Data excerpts
[Start of section]

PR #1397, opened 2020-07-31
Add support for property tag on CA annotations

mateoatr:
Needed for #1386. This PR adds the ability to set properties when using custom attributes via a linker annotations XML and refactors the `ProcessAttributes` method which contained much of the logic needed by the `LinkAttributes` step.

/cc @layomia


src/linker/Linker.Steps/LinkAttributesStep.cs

[End of section]
[Start of section]

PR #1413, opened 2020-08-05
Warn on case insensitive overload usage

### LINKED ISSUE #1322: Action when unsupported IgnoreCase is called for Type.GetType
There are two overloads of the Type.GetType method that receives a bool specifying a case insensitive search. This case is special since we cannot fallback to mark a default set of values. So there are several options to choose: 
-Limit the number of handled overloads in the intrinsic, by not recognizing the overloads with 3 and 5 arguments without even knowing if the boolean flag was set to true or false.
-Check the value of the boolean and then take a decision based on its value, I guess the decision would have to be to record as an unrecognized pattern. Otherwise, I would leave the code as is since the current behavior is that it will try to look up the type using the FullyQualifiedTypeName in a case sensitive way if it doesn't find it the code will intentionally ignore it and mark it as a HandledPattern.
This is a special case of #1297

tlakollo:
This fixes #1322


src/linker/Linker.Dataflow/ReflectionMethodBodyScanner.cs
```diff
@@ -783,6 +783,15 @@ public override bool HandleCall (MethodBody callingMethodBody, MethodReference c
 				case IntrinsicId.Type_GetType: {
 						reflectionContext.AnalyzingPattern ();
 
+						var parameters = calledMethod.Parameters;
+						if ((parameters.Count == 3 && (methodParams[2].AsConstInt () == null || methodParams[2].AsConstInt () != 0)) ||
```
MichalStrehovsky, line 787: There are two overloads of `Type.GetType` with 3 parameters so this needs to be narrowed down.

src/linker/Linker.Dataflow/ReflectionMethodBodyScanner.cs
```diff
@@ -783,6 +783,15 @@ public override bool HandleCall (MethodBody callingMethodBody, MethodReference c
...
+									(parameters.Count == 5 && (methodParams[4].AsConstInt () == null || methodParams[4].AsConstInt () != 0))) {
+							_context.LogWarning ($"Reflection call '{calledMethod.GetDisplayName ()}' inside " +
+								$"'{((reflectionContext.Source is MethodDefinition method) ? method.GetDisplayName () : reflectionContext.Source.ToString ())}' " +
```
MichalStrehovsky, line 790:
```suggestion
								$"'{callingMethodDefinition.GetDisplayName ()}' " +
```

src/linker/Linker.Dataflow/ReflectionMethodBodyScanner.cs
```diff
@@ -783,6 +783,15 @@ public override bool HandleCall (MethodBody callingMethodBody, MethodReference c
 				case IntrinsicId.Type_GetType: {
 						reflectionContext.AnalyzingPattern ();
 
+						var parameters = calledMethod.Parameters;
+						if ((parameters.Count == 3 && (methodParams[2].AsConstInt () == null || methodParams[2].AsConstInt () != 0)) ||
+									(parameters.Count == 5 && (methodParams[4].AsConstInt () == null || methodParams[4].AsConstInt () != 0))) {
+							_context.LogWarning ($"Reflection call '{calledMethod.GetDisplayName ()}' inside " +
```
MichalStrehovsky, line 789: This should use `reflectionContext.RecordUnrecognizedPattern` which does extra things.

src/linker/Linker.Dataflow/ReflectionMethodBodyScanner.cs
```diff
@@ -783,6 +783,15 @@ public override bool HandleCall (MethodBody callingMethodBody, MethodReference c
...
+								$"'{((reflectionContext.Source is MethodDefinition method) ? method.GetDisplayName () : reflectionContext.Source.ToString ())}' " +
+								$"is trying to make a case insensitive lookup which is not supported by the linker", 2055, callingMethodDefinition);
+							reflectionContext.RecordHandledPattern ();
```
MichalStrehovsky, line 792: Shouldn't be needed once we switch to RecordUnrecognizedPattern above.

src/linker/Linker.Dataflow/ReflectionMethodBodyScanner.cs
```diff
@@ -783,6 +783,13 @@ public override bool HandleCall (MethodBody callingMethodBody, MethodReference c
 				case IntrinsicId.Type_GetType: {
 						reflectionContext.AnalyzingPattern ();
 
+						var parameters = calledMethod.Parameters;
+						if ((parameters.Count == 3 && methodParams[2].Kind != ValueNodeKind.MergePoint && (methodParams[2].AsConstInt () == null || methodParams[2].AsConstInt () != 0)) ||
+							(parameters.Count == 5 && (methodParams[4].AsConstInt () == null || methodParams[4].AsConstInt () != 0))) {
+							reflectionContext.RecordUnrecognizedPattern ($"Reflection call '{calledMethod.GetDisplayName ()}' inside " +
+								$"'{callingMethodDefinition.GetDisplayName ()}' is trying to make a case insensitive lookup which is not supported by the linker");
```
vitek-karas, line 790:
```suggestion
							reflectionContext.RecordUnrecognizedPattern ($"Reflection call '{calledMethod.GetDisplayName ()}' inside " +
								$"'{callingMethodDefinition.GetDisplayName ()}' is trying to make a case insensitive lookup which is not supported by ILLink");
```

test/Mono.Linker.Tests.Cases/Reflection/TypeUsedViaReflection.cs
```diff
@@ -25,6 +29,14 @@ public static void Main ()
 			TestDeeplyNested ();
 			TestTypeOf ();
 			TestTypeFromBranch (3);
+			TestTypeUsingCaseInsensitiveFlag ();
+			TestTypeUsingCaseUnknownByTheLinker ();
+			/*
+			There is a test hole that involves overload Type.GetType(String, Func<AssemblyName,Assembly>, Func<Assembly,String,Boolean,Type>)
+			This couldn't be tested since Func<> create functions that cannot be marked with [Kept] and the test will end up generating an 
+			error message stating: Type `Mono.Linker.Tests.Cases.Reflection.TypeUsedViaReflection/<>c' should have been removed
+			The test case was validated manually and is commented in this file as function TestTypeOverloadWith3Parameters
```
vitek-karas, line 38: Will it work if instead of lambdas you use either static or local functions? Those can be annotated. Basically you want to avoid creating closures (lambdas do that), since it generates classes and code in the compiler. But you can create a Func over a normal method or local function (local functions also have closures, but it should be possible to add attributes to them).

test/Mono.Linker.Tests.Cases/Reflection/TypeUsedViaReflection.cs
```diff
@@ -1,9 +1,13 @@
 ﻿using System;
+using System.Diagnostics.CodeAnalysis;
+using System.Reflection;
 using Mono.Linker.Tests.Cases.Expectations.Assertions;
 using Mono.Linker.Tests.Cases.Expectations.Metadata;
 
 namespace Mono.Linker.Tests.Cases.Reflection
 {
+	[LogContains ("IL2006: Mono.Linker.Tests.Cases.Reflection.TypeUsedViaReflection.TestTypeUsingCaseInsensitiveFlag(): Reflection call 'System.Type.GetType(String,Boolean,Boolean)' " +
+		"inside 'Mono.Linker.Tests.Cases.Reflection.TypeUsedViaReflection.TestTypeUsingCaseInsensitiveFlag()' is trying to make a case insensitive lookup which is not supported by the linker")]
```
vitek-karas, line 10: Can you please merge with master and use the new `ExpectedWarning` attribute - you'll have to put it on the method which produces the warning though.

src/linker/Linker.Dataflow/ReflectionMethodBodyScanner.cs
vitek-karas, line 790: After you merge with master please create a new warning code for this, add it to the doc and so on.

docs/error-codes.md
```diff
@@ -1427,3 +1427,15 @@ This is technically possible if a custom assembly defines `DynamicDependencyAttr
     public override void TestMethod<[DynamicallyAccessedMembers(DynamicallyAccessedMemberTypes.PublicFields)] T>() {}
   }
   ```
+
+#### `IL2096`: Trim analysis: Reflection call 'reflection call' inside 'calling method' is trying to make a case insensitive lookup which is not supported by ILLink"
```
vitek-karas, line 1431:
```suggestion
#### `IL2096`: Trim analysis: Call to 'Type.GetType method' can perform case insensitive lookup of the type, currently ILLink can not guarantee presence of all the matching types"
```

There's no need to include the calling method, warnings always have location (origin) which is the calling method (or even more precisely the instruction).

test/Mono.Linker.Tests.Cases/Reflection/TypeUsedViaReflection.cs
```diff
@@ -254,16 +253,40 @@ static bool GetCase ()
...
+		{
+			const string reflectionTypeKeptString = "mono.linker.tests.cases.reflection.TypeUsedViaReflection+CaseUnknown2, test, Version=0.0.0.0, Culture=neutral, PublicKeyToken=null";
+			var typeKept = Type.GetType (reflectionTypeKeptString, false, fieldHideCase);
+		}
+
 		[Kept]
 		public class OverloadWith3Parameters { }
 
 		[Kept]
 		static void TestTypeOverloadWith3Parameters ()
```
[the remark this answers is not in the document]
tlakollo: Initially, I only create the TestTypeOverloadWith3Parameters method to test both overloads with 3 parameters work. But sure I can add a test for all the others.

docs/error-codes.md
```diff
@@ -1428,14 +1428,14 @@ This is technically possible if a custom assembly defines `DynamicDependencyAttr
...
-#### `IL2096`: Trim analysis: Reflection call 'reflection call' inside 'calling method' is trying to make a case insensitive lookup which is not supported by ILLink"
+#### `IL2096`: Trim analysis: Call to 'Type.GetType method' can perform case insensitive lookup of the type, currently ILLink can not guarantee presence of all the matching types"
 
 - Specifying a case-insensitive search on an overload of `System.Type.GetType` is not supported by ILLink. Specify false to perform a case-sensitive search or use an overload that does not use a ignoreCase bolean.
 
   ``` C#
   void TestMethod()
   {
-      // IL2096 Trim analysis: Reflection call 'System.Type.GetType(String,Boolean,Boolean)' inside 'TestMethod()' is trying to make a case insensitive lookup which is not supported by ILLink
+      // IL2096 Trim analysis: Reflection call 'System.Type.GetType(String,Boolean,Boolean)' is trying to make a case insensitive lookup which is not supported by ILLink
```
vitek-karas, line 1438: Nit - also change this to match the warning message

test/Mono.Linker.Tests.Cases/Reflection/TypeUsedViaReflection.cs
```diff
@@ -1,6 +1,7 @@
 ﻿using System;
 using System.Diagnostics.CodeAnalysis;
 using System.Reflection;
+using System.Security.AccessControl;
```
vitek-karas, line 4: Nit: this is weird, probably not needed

[End of section]
[Start of section]

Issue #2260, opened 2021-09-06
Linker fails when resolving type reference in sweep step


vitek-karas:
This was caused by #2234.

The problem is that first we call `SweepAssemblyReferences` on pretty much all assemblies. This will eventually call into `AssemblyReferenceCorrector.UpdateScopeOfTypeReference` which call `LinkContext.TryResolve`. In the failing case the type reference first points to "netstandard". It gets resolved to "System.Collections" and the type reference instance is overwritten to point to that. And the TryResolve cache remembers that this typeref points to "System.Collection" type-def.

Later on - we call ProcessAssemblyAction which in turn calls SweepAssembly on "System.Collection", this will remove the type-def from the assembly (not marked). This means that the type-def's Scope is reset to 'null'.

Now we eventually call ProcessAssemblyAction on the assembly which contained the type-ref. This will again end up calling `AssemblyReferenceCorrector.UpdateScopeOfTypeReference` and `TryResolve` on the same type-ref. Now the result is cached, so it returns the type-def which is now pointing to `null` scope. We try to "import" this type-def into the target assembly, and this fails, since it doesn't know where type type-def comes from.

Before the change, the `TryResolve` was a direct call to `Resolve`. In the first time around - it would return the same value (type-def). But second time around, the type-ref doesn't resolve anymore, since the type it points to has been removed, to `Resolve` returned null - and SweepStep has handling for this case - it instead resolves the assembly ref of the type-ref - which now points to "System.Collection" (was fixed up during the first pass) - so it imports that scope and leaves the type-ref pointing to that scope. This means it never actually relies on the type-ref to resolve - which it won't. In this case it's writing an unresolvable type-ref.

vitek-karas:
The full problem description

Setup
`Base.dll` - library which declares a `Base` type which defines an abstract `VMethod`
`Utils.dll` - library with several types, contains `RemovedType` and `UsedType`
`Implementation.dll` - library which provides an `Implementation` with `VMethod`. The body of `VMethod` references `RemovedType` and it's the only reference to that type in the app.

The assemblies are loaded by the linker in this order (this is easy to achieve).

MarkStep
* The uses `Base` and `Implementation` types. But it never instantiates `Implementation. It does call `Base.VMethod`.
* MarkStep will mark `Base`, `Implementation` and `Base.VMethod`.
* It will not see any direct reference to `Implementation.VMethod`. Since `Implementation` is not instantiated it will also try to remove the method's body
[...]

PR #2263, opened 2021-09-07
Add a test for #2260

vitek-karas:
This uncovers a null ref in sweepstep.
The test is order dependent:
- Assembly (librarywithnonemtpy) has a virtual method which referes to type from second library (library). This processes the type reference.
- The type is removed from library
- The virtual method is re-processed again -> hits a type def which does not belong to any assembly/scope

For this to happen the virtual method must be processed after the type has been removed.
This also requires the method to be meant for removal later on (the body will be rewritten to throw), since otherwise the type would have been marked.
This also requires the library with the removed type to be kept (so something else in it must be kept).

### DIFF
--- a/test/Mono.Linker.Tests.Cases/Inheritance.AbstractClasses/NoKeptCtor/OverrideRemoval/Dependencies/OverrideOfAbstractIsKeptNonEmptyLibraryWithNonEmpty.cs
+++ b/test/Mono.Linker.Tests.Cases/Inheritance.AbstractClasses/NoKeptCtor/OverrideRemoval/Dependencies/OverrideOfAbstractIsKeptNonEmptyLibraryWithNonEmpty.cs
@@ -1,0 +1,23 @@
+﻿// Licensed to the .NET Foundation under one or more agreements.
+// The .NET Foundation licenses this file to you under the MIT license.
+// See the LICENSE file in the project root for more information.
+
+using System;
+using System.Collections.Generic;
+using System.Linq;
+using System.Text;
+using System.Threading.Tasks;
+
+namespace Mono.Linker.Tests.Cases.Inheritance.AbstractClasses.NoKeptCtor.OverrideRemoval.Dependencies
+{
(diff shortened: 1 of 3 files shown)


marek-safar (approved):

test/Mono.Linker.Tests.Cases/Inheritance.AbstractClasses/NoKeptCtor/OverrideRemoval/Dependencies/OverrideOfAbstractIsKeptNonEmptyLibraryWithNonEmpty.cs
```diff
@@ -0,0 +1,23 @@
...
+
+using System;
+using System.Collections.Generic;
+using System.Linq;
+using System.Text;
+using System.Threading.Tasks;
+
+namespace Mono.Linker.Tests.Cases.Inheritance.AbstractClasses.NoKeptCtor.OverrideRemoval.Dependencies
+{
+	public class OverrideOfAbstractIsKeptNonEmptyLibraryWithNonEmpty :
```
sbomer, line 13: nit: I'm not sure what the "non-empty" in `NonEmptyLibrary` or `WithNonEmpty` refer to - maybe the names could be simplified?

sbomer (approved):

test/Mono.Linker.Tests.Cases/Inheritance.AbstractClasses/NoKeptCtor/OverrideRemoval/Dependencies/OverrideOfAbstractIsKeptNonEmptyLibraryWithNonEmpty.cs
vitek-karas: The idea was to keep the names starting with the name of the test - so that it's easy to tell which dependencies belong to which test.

[End of section]

== Problem requirements ==
Copy all lines above where "currently" is present.

== Output of the task ==
#### `IL2096`: Trim analysis: Call to 'Type.GetType method' can perform case insensitive lookup of the type, currently ILLink can not guarantee presence of all the matching types"
+#### `IL2096`: Trim analysis: Call to 'Type.GetType method' can perform case insensitive lookup of the type, currently ILLink can not guarantee presence of all the matching types"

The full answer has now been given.